══ SUPPLIED DATA
PR #1888, opened 2026-08-19
ci(e2e): run Maestro flows on pull requests and nightly

ksharma-xyz:
## What

Runs the Maestro suite in CI: two workflows matching the two flow directories.

## Changes

- `.github/workflows/maestro-pr-smoke.yml`: the three smoke flows on every non-draft pull request. Boots an API 34 emulator, installs the debug APK, runs the lane, and checks logcat for `FATAL EXCEPTION` as a separate step, since a crash in a background coroutine does not necessarily fail a flow. Capped at 20 minutes and deliberately kept out of `build.yml`, so a slow emulator never delays the APK build.
- `.github/workflows/maestro-nightly.yml`: the whole suite at 03:00 AEST, on `prod/**` and on dispatch, across two jobs. Android mirrors the PR lane over all six flows. iOS builds the app with `xcodebuild` against a booted simulator and runs smoke plus nightly there, which works because the same `testTag` ids reach iOS as `accessibilityIdentifier`s with no per-platform selectors.
- TESTING.md: documents both lanes, the `APP_ID` convention, the selector rule and the flake policy.

## Retry policy

Asymmetric on purpose, and documented where it is set. The iOS nightly leg retries once, because simulator runs are flakier and that lane reports rather than gates, so a genuine regression still fails twice. Nothing else retries: a flake that can block a merge should be fixed, not re-run.

## Secrets

This lane cannot use the `-PciQuality=true` placeholder API keys that detekt relies on, because planning a trip asks the real API for real journeys. Real secrets are therefore a hard requirement, so Dependabot is excluded for the same reason as `build-android.yml`.

## Testing

- Verified with `actionlint` under the same `-shellcheck=` configuration `lint-workflows.yml` uses.
- Both flow lanes were run locally against an emulator and a simulator before the workflows were written.

### DIFF
--- a/.github/workflows/maestro-nightly.yml
+++ b/.github/workflows/maestro-nightly.yml
@@ -91,29 +91,43 @@ jobs:
           profile: pixel_6
           disable-animations: true
           emulator-options: -no-window -gpu swiftshader_indirect -noaudio -no-boot-anim -camera-back none
+          # Same shape as maestro-pr-smoke.yml, and for the same reason: the
+          # emulator is gone once this script returns, so anything needing adb
+          # has to happen here rather than in a later step.
           script: |
             adb install -r androidApp/build/outputs/apk/debug/androidApp-debug.apk
-            adb logcat -c
-            maestro test -e APP_ID=xyz.ksharma.krail.debug .maestro/
 
-      - name: Check for fatal exceptions
-        if: always()
-        run: |
-          adb logcat -d > logcat-android.txt || true
-          if grep -q "FATAL EXCEPTION" logcat-android.txt; then
-            echo "::error::FATAL EXCEPTION found in logcat"
-            grep -A 30 "FATAL EXCEPTION" logcat-android.txt
-            exit 1
-          fi
-          echo "No fatal exceptions."
+            adb shell settings put global window_animation_scale 0
+            adb shell settings put global transition_animation_scale 0
+            adb shell settings put global animator_duration_scale 0
+
+            adb logcat -c
+
+            set +e
+            maestro test -e APP_ID=xyz.ksharma.krail.debug .maestro/
+            MAESTRO_EXIT=$?
+            set -e
+
+            adb logcat -d > logcat-android.txt || true
+            mkdir -p maestro-output
+            cp -R "$HOME/.maestro/tests" maestro-output/ 2>/dev/null || true
+
+            if grep -q "FATAL EXCEPTION" logcat-android.txt; then
+              echo "::error::FATAL EXCEPTION found in logcat"
+              grep -A 30 "FATAL EXCEPTION" logcat-android.txt
+              exit 1
+            fi
+            echo "No fatal exceptions."
+
+            exit $MAESTRO_EXIT
 
       - name: Upload Maestro debug output
-        if: failure()
+        if: always()
         uses: actions/upload-artifact@v7
         with:
           name: maestro-nightly-android-${{ github.run_id }}
           path: |
-            ~/.maestro/tests/**
+            maestro-output/**
             logcat-android.txt
           if-no-files-found: ignore
           retention-days: 7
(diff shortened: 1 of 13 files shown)


ksharma-xyz:
* **#1888** <a href="https://app.graphite.com/github/pr/ksharma-xyz/KRAIL/1888?utm_source=stack-comment-icon" target="_blank">Graphite</a> 👈 <a href="https://app.graphite.com/github/pr/ksharma-xyz/KRAIL/1888?utm_source=stack-comment-view-in-graphite" target="_blank">(View in Graphite)</a>
* **#1887** <a href="https://app.graphite.com/github/pr/ksharma-xyz/KRAIL/1887?utm_source=stack-comment-icon" target="_blank">Graphite</a>
* **#1886** <a href="https://app.graphite.com/github/pr/ksharma-xyz/KRAIL/1886?utm_source=stack-comment-icon" target="_blank">Graphite</a>
* `main`


<h2></h2>

ksharma-xyz:
Holding this PR unmerged. The lane it adds fails on its own first run, and I could not establish a verified fix, so merging it would turn a red 25-minute job on for every pull request.

**What happened** (run 32275014079, job 96140256257)

All three smoke flows failed on the same first assertion:

```
[Failed] 03-rotation-sweep (38s) (Assertion is false: id: savedtrips.screen is visible)
[Failed] 01-launch-home    (36s) (Assertion is false: id: savedtrips.screen is visible)
[Failed] 02-plan-trip      (34s) (Assertion is false: id: savedtrips.screen is visible)
```

Ruled out:

- `APP_ID` is correct. `xyz.ksharma.krail.debug` matches `applicationId` plus the debug `applicationIdSuffix`, and `launchApp` completed on all three flows.
- The tag exists and is wired. `TripPlannerTestTags.SAVED_TRIPS_SCREEN = "savedtrips.screen"`, and `KrailApp` applies `Modifier.exposeTestTagsToUiAutomation()`, whose Android actual sets `testTagsAsResourceId`.
- Animations are already disabled on the runner, so this is not the animator scale.
- The same flow passes locally. Debug APK from this branch installed on an API 36 emulator, `pm clear` first to force the first-run state: `01-launch-home` completes every assertion including the intro-carousel dismissal.

The difference between the two runs is a warm local emulator against a freshly booted CI one. The plausible reading is that `runFlow when visible: intro.screen` is evaluated before the app has drawn its first frame, so the guard skips, the carousel stays up, and the following `extendedWaitUntil` burns its 30 s against a screen that will never appear. Flow durations of 34-38 s fit that: launch, an instant skip, then the full 30 s timeout. That is a hypothesis, not a diagnosis, and the artifact that would settle it was never uploaded, for the reason below.

**Two workflow defects that are confirmed, and are what made this expensive**

1. `Check for fatal exceptions` runs `adb logcat` after the `android-emulator-runner` step has already torn the emulator down. It blocked on `- waiting for device -` from 16:30:06 to 16:42:00 and only stopped when `timeout-minutes: 20` killed the job (`exit code 143`). Any flow failure therefore costs a 12-minute hang. The logcat check needs to run inside the emulator-runner `script:`, where a device still exists.
2. Because the job ended cancelled rather than failed, `Upload Maestro debug output` (`if: failure()`) was skipped. The view hierarchy needed to tell "tag missing" from "wrong screen" is discarded precisely when a flow fails. Defect 1 causes this one.

Fixing 1 and 2 first would make the next run diagnosable rather than another 25-minute guess.

**State of the rest of the stack**

#1886 (testTag selectors) and #1887 (the flow suite) are merged. Nothing in this repo runs those flows yet, so main is not affected by holding this PR; the flows are checked in and runnable by hand.

ksharma-xyz:
Pushed the fix. Three defects, all confirmed rather than guessed:

1. **The flows.** `launchApp` returns once the process is foregrounded, not once Compose has drawn, so on a freshly booted emulator the caller-side `runFlow when visible: intro.screen` was evaluated against an empty hierarchy. It skipped, the carousel stayed up, and the 30 s wait counted down against a screen that was never going to arrive. `shared/dismiss-intro.yaml` now settles first and no-ops by itself; the six callers invoke it unconditionally. `savedtrips.screen` waits raised to 60 s.
2. **The hang.** The logcat check moved inside the emulator-runner `script:`, so it runs while a device still exists. maestro's exit code is preserved across it.
3. **The missing evidence.** Uploads are `always()` now, and the output is copied into the workspace first, because actions/upload-artifact does not expand `~` and would have uploaded nothing even had the step run.

Verified on a local emulator cleared to first-run state, so the carousel is up: 3/3 smoke flows pass in 3m58s, and they pass again warm. actionlint clean.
════
### HOW TO COMPLETE THIS TASK
In the listing above, how many lines contain the string "does"? State the number and stop.

### TASK SOLUTION
2